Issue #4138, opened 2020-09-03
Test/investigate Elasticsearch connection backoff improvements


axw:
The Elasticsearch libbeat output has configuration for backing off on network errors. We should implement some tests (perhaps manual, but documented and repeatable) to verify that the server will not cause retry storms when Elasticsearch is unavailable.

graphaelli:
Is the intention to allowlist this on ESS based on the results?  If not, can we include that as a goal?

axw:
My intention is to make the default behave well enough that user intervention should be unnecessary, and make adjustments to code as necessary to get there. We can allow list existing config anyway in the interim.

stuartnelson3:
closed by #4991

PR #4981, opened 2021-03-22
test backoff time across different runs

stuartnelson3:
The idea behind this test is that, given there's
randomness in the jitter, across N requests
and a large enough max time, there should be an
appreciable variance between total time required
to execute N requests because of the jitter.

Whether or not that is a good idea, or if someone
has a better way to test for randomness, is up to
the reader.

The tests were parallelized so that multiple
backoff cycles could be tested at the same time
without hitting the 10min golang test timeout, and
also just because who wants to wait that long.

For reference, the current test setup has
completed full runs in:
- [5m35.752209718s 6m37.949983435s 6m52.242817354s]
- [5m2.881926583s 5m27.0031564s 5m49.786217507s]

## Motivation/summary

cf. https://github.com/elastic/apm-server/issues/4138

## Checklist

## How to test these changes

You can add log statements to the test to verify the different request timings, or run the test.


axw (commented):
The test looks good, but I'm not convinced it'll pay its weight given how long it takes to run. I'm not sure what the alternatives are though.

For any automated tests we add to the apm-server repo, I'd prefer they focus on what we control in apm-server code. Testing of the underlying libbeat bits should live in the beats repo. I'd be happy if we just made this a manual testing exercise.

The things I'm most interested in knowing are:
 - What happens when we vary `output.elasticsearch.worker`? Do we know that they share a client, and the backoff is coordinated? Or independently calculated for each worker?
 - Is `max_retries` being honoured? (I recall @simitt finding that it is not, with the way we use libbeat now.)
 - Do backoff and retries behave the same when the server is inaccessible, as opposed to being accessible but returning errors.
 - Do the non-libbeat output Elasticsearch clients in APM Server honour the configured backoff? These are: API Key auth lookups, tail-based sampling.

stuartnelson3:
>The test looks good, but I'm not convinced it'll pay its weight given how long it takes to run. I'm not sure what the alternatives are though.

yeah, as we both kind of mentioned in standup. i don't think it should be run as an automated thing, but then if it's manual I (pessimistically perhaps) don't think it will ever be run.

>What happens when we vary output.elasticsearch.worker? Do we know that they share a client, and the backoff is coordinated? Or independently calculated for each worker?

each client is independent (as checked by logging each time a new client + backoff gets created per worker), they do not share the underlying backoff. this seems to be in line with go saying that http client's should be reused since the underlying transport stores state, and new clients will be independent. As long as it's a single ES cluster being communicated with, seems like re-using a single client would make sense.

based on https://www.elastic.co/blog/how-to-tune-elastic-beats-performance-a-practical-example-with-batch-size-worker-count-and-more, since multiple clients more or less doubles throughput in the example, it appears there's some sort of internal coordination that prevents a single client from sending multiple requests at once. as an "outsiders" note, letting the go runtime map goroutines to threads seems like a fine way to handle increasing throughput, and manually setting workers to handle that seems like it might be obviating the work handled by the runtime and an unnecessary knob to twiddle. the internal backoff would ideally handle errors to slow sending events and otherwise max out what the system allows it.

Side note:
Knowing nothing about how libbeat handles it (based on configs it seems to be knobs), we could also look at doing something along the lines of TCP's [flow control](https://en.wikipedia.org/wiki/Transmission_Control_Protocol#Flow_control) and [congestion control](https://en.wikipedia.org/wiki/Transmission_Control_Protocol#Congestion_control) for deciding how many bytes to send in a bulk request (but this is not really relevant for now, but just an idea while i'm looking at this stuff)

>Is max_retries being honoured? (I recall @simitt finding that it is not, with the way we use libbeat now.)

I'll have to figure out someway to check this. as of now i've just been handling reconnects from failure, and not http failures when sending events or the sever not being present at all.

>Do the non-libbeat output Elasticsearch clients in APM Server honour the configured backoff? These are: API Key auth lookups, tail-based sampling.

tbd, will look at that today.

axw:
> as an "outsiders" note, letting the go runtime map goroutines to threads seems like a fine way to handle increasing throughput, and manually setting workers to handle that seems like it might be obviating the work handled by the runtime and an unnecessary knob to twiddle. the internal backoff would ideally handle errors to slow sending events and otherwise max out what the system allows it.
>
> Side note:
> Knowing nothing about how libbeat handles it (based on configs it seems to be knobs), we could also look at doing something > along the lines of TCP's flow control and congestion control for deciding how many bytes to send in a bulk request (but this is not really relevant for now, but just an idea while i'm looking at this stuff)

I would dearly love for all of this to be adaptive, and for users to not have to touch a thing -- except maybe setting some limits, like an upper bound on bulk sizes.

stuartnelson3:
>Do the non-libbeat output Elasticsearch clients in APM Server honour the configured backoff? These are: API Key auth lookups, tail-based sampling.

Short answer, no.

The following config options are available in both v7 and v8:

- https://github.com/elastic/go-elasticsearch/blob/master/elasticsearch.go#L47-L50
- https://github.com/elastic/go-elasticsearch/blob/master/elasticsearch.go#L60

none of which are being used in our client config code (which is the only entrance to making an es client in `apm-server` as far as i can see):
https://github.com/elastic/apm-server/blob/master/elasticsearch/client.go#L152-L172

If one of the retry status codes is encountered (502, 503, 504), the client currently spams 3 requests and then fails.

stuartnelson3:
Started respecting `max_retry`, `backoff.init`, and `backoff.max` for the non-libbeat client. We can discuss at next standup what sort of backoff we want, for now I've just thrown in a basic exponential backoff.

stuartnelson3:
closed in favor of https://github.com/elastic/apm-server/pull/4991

┄┄┄┄┄┄

Check the records above line by line and tally those holding the string "same". Answer with the number only.

2